Segment Open

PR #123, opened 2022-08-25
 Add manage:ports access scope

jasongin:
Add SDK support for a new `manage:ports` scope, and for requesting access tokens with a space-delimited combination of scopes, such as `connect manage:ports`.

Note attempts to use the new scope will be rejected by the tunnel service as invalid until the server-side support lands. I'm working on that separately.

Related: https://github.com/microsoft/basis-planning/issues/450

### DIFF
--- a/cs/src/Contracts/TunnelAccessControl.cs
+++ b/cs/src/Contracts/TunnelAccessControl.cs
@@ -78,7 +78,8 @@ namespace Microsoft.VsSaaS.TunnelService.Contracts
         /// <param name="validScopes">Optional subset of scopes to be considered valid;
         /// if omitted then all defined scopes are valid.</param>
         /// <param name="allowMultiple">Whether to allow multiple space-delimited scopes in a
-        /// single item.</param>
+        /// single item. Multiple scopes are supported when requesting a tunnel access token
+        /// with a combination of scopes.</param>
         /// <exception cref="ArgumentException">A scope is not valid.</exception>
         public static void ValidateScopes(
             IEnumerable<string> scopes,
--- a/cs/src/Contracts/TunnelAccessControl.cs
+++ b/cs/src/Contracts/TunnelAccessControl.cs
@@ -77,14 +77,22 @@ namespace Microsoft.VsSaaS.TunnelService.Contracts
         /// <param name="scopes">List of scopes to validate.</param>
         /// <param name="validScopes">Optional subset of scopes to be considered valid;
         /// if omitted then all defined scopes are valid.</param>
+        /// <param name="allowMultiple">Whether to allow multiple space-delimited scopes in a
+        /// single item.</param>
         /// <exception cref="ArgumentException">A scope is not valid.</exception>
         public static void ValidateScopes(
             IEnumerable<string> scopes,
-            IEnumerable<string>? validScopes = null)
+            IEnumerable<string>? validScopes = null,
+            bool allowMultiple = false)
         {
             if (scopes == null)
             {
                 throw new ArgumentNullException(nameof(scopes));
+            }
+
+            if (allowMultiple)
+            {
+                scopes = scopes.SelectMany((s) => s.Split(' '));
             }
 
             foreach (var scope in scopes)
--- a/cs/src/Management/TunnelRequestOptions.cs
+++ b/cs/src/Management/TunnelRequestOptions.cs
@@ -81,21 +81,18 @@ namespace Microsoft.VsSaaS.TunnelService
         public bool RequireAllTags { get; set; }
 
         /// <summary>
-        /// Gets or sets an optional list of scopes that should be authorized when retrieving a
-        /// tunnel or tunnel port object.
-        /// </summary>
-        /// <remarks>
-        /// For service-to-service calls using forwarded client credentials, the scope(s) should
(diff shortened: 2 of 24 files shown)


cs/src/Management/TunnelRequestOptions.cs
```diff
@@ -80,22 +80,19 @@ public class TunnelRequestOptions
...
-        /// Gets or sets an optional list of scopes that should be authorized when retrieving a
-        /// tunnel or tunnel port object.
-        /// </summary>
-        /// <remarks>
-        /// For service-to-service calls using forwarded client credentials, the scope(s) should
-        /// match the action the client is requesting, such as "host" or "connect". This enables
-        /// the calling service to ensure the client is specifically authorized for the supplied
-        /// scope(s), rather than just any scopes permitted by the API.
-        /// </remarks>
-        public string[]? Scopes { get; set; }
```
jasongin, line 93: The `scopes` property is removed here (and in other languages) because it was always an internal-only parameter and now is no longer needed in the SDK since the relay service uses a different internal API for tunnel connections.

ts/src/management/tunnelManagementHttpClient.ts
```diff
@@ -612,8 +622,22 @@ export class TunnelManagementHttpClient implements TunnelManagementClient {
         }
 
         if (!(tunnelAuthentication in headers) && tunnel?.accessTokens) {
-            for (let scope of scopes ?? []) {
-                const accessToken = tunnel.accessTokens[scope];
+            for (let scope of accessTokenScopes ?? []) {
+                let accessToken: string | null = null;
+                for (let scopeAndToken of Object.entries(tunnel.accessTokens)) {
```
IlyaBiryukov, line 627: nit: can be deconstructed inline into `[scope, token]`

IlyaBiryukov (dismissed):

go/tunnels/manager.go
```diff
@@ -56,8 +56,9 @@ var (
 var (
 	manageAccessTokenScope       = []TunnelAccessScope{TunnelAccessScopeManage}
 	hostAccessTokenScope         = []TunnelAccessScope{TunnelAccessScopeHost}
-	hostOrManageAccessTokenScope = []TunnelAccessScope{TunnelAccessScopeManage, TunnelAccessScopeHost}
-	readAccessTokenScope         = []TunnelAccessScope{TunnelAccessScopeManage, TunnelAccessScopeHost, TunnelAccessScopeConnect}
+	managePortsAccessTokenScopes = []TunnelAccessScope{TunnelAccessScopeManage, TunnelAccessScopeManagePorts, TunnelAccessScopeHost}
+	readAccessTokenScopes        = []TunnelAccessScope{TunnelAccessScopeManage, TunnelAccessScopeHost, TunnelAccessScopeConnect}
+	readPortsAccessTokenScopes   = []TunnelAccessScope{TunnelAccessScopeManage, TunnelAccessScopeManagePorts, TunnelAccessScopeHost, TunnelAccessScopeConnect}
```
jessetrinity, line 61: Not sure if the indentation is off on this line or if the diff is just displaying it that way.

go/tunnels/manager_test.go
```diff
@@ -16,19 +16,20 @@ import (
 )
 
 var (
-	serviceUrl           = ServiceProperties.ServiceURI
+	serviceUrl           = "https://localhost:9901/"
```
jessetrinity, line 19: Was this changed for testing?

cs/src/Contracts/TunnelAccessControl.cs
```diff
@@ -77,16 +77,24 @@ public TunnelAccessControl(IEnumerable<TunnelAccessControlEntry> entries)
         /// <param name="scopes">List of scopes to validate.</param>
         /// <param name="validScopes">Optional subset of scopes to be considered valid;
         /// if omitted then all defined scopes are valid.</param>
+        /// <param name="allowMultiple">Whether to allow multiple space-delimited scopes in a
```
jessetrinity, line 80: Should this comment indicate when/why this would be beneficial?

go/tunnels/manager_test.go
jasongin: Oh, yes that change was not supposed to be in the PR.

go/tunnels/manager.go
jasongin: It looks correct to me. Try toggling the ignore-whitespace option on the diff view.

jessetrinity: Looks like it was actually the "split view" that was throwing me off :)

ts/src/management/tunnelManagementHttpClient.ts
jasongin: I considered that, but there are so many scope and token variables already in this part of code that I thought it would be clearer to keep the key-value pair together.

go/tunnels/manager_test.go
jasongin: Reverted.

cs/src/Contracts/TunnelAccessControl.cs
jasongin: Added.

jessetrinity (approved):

Segment Closed
Segment Open

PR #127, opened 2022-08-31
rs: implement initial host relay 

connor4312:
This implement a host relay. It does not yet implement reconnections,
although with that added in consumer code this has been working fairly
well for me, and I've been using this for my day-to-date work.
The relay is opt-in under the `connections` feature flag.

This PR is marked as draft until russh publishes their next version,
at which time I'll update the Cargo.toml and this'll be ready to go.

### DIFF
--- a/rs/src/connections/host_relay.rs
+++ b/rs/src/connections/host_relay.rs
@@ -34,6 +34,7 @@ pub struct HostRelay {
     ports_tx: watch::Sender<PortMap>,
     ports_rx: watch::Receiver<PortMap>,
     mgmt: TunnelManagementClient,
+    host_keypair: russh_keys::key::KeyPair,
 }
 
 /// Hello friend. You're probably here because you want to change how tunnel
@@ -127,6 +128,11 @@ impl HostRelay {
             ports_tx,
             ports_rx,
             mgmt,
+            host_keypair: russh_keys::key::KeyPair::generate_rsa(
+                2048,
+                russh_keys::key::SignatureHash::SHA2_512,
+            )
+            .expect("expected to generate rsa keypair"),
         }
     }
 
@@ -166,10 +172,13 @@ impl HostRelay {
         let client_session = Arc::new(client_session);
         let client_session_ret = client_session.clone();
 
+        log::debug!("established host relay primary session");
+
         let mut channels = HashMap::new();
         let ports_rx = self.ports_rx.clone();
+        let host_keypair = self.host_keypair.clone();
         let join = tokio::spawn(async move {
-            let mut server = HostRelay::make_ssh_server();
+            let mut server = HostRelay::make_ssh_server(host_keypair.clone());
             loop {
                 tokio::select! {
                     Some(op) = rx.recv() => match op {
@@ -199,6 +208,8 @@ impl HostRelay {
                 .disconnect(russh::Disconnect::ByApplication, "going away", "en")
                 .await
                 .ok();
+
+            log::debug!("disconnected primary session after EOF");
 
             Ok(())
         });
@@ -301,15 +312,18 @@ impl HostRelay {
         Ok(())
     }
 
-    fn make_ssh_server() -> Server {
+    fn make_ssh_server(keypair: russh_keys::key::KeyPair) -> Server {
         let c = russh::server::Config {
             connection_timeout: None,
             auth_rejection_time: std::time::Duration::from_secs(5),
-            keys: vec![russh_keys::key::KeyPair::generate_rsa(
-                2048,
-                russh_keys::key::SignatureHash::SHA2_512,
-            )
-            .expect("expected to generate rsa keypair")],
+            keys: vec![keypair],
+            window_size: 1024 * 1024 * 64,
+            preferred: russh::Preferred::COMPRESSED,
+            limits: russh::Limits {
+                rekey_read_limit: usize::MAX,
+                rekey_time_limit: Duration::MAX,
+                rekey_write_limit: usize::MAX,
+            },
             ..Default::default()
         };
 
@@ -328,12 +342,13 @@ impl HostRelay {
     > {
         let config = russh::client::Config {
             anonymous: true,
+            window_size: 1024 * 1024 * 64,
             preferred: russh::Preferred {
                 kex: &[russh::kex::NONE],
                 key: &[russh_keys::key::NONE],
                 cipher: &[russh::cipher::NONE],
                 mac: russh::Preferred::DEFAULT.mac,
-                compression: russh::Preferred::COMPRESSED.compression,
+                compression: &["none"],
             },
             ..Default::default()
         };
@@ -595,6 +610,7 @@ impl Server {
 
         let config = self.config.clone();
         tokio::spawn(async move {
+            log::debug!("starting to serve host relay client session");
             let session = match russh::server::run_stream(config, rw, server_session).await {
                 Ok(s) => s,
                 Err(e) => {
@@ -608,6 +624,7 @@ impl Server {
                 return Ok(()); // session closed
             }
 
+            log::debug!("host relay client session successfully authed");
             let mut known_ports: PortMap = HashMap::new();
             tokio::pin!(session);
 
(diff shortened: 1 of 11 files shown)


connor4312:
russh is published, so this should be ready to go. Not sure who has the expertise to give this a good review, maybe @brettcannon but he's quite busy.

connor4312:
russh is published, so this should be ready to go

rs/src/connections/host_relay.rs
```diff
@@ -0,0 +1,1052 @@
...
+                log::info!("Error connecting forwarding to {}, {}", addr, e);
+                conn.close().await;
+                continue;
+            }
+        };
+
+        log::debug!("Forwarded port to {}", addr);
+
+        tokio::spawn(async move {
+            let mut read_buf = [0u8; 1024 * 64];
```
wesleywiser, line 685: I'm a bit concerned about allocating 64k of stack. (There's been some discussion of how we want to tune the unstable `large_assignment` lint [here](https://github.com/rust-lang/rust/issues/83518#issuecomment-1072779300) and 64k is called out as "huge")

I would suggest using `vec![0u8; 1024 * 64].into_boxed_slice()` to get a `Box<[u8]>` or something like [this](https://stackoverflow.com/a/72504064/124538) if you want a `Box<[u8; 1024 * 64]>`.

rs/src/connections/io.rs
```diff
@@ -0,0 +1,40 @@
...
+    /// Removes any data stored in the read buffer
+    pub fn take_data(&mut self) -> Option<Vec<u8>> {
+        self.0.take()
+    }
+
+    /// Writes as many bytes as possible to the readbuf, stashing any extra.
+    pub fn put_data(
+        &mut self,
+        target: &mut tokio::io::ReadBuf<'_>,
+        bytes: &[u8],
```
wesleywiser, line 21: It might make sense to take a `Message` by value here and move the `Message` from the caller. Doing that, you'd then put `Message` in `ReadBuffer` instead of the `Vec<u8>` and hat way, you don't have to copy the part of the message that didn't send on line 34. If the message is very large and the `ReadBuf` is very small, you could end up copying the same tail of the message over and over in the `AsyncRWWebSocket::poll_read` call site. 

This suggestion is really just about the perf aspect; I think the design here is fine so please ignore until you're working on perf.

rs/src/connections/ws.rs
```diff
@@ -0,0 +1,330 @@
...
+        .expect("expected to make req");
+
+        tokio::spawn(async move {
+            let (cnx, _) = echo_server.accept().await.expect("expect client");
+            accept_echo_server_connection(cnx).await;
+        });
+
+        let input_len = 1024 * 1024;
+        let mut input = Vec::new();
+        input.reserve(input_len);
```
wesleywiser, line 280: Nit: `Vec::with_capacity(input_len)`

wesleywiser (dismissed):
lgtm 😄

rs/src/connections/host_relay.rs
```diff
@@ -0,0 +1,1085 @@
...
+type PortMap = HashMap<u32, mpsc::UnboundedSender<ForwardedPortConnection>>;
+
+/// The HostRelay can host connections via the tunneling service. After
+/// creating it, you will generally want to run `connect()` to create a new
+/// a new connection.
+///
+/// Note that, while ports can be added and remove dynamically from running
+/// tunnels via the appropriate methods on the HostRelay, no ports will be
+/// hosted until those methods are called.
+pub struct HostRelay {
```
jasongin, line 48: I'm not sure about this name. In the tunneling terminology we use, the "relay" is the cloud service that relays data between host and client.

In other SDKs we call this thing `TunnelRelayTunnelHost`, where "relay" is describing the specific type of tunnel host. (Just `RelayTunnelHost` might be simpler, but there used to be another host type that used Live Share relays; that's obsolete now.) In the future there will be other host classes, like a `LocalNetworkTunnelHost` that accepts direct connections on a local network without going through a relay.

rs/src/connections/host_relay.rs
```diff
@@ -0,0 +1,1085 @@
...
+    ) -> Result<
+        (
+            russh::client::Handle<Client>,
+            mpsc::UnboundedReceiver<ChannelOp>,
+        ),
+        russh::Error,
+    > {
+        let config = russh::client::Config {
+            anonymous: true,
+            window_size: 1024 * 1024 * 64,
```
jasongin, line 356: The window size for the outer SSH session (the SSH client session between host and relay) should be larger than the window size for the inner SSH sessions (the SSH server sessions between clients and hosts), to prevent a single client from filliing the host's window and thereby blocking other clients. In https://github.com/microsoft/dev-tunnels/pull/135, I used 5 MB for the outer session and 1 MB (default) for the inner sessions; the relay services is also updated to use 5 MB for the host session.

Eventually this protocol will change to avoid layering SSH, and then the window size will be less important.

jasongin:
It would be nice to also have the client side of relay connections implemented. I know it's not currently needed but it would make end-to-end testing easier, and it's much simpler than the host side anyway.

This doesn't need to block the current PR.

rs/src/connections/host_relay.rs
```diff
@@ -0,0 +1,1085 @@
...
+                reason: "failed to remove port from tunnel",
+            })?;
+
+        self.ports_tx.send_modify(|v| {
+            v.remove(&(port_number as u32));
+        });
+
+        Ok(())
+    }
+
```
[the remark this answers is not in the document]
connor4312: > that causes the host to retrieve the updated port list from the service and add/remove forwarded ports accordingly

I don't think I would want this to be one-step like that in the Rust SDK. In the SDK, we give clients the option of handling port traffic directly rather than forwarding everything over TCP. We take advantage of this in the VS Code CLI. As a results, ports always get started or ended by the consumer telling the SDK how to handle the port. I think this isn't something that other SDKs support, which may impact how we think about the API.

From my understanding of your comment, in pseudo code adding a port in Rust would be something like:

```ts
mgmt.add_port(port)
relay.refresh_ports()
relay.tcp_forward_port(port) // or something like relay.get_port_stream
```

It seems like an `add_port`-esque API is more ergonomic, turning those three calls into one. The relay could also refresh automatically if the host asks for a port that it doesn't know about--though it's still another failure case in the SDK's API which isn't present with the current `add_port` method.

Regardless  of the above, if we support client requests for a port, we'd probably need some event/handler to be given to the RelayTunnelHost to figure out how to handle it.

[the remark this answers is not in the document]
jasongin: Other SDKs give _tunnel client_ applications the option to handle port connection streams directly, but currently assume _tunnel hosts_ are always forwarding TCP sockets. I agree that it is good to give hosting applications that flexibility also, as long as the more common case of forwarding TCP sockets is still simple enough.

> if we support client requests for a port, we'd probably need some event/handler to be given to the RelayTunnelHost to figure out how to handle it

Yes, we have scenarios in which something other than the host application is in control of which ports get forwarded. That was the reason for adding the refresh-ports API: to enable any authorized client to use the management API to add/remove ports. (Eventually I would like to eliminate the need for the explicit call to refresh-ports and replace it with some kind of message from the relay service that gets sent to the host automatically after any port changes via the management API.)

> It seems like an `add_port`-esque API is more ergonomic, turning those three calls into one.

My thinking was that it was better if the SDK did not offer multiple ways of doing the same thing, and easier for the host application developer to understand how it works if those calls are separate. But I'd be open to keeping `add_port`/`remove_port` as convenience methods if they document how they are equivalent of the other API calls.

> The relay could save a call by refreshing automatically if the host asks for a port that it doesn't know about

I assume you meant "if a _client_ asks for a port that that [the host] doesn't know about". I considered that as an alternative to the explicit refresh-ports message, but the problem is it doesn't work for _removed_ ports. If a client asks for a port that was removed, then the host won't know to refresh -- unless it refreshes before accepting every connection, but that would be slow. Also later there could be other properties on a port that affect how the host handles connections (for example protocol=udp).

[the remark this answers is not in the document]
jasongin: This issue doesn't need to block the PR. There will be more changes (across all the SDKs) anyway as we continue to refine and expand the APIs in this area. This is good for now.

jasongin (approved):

Segment Closed
Segment Open

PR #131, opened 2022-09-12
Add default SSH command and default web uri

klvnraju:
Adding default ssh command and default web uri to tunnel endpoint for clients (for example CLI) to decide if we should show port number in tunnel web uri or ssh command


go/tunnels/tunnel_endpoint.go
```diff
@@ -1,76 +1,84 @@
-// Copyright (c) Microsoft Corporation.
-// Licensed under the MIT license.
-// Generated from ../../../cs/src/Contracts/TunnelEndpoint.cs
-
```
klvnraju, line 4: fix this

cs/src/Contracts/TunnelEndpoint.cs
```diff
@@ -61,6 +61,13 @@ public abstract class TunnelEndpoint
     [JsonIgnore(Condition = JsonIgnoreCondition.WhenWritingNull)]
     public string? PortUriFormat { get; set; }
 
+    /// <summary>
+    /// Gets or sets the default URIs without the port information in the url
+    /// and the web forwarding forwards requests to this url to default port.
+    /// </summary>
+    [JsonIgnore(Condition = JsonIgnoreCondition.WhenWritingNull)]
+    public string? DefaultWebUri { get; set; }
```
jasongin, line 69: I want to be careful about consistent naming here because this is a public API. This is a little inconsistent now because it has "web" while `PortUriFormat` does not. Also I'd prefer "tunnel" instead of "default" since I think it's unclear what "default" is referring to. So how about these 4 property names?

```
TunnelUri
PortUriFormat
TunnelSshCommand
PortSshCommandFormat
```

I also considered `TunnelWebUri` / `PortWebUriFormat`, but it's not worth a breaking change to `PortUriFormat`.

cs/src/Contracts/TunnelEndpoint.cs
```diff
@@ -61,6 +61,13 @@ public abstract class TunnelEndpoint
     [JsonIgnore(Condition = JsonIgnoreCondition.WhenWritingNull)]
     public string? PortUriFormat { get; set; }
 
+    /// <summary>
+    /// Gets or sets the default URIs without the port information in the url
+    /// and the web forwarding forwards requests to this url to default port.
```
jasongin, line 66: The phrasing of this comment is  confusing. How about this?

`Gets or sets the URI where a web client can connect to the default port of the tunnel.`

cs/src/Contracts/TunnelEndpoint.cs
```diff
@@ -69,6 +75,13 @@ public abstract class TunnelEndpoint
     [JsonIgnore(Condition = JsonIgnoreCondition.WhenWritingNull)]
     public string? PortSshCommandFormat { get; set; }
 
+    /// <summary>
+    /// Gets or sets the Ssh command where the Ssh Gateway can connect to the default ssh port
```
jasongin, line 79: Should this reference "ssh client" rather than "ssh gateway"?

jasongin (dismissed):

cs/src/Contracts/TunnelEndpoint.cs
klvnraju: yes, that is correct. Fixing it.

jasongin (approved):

Segment Closed

Output each line of the listing in which the string "rather" is found.

_PROBLEM SOLUTION_
-        /// scope(s), rather than just any scopes permitted by the API.
I don't think I would want this to be one-step like that in the Rust SDK. In the SDK, we give clients the option of handling port traffic directly rather than forwarding everything over TCP. We take advantage of this in the VS Code CLI. As a results, ports always get started or ended by the consumer telling the SDK how to handle the port. I think this isn't something that other SDKs support, which may impact how we think about the API.
jasongin, line 79: Should this reference "ssh client" rather than "ssh gateway"?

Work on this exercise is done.